- Release date: 2004;
- Running time: 77 minutes
- Country: Germany
- Language: German

= 89 Millimeter =

2004 film

89 Millimeter is a documentary by filmmaker Sebastian Heinzel, filmed in 2004 in Belarus.

== Subject matter ==
The film explores the life of six young Belarusians facing their futures in the wake of the collapse of the Soviet Union. The titular 89 millimeters refer to the difference between the gauge of the railway tracks of Belarus and those of its western neighbors.
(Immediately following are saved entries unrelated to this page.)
PR #38, opened 2023-07-30
patch - saving external IDs immediately

OrNovo:


OrNovo:
> No tests updated / added ? How do we know if it works?

@povilasv The only way that I can think of to test it, is to cause a failure on the `flatten` step (expand the CR `status` after the resource was create in Coralogix), and checking if the resources are created over and over again.
So I tested it manually and it looks fine, but do you have better idea?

The difference is small, but symbolizes how the border of the "last dictatorship in Europe" marks the edge of a different world.
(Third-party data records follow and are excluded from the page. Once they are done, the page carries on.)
PR #43, opened 2023-08-03
Fixing notification groups deep equal bug

OrNovo:
It turns out that NotificationGroups and Notifications within each NotificationGroup do not maintain the creation order, therefore a different type of comparison between spec and status is needed.

### DIFF
--- a/apis/coralogix/v1alpha1/alert_types.go
+++ b/apis/coralogix/v1alpha1/alert_types.go
@@ -1197,20 +1197,59 @@ func DeepEqualNotificationGroups(notificationGroups []NotificationGroup, actualN
 		}
 	}
 
-	for i := range notificationGroups {
-		notificationGroup, actualNotificationGroup := notificationGroups[i], actualNotificationGroups[i]
-		{
-			if equal, diff := notificationGroup.DeepEqual(actualNotificationGroup); !equal {
-				return false, utils.Diff{
-					Name:    fmt.Sprintf("Notifications.%d.%s", i, diff.Name),
-					Desired: diff.Desired,
-					Actual:  diff.Actual,
+	desiredGroupByFieldsToNotification := getGroupByFieldsToNotificationMap(notificationGroups)
+	actualGroupByFieldsToNotification := getGroupByFieldsToNotificationMap(actualNotificationGroups)
+	for groupByFields, notifications := range desiredGroupByFieldsToNotification {
+		if actualNotifications, ok := actualGroupByFieldsToNotification[groupByFields]; !ok {
+			return false, utils.Diff{
+				Name:    fmt.Sprintf("Notifications.gropup-by:%s", groupByFields),
+				Desired: notifications,
+				Actual:  nil,
+			}
+		} else {
+			desiredNotificationsByIntegrationName := getNotificationsByIntegrationNameMap(notifications)
+			actualNotificationsByIntegrationName := getNotificationsByIntegrationNameMap(actualNotifications)
+
+			for integrationName, notification := range desiredNotificationsByIntegrationName {
+				if actualNotification, ok := actualNotificationsByIntegrationName[integrationName]; !ok {
+					return false, utils.Diff{
+						Name:    fmt.Sprintf("Notifications.gropup-by:%s.%s", groupByFields, integrationName),
+						Desired: notification,
+						Actual:  nil,
+					}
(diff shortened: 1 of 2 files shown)


apis/coralogix/v1alpha1/alert_types.go
```diff
@@ -1197,20 +1197,59 @@ func DeepEqualNotificationGroups(notificationGroups []NotificationGroup, actualN
...
+	desiredGroupByFieldsToNotification := getGroupByFieldsToNotificationMap(notificationGroups)
+	actualGroupByFieldsToNotification := getGroupByFieldsToNotificationMap(actualNotificationGroups)
+	for groupByFields, notifications := range desiredGroupByFieldsToNotification {
+		if actualNotifications, ok := actualGroupByFieldsToNotification[groupByFields]; !ok {
+			return false, utils.Diff{
+				Name:    fmt.Sprintf("Notifications.gropup-by:%s", groupByFields),
+				Desired: notifications,
+				Actual:  nil,
+			}
+		} else {
```
ArthurSens, line 1209: This else statement could be removed to reduce one indentation level, making the code easier to read :)

https://dev.to/zachsnoek/clean-up-your-code-by-removing-unneeded-indentation-3g9i

nicolastakashi (approved):

ArthurSens (commented):
> therefore a different type of comparison between spec and status is needed.

Could you elaborate on what is this "different type of comparison"? It's a bit hard to understand just by reading the code

And nice find discovering that the API doesn't return notification groups ordered. I'm not sure if your solution works as expected though, [maps are not ordered in golang](https://www.educative.io/answers/how-to-iterate-over-a-golang-map-in-sorted-order), so I'm not sure if using a map is helping here



One easy way to make sure that your function is working is by adding a unit test :)

OrNovo:
> > therefore a different type of comparison between spec and status is needed.
> 
> Could you elaborate on what is this "different type of comparison"? It's a bit hard to understand just by reading the code
> 
> And nice find discovering that the API doesn't return notification groups ordered. I'm not sure if your solution works as expected though, [maps are not ordered in golang](https://www.educative.io/answers/how-to-iterate-over-a-golang-map-in-sorted-order), so I'm not sure if using a map is helping here
> 
> One easy way to make sure that your function is working is by adding a unit test :)

Notifications-Groups are unique by their group-by arrays.
Also Notifications are unique by their integration-name/id

So I create map of group-by->[]Notification and compare, then, for the Notification list I create map of integration->Notification and compare.

apis/coralogix/v1alpha1/alert_types.go
OrNovo: But then I'll need to declare on actualNotifications and ok outside the if-else (line 1203).
What do you prefer?

ArthurSens: The if remains there, just the else that goes away:

```go
		if actualNotifications, ok := actualGroupByFieldsToNotification[groupByFields]; !ok {
			return false, utils.Diff{
				Name:    fmt.Sprintf("Notifications.gropup-by:%s", groupByFields),
				Desired: notifications,
				Actual:  nil,
			}
		} 

		desiredNotificationsByIntegrationName := getNotificationsByIntegrationNameMap(notifications)
		actualNotificationsByIntegrationName := getNotificationsByIntegrationNameMap(actualNotifications)

		for integrationName, notification := range desiredNotificationsByIntegrationName {
			if actualNotification, ok := actualNotificationsByIntegrationName[integrationName]; !ok {
				return false, utils.Diff{
					Name:    fmt.Sprintf("Notifications.gropup-by:%s.%s", groupByFields, integrationName),
					Desired: notification,
					Actual:  nil,
				}
			} else if equal, diff := notification.DeepEqual(actualNotification); !equal {
				return false, utils.Diff{
					Name:    fmt.Sprintf("Notifications.gropup-by:%s.%s.%s", groupByFields, integrationName, diff.Name),
					Desired: diff.Desired,
					Actual:  diff.Actual,
				}
			}
		}
```

ArthurSens (approved):
So sorry for being annoying, and thanks for your patience and quick resolution ❤️

OrNovo:
> So sorry for being annoying, and thanks for your patience and quick resolution ❤️

NP, I'll talk with Oded about prioritize adding tests. Currently focusing on adding validations.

== Selected Festival Participation ==
- "One World Festival" in Prague and Bratislava
- "Cologne Conference "(" Spectrum Young Film ") in Cologne
- "Anonimul Festival" in Sfântu Gheorghe / Romania
- "Document Festival" in Glasgow / Scotland
- "EU XXL" in Vienna and Krems
- "Big Sky Documentary Festival" in Missoula/ United States

== Awards ==
- Valuable Predicate, German Film and Media Review (FBW)
- Special Mention of the Jury, Kassel Documentary Film and Video Festival
- Best Editing, International Student Film Festival Sehsüchte in Potsdam
- Best Cinematography, Documentary Festival in Prizren /Kosovo

== Reviews ==
- Lexikon des Internationalen Films : "The smart structure creates an illuminating portrait, which presents not only people and their hopes, but also reflects the state of a region that is largely cut off from Western Europe."
- Deutsche Welle : "A real revelation of the situation in this little-known country in Central Europe."
- Sueddeutsche Zeitung : "In this remarkable film, the young director explores the subtle mechanisms of Lukashenka's dictatorship."
- Jury, Kassel Documentary Film and Video Festival: "A kaleidoscope of encounters, which fuse together into an exciting picture."
- Jury, Sehsüchte Festival in Potsdam: "Free of prefabricated patterns of interpretation, the film creates a multi-faceted world in which the viewer can look around freely."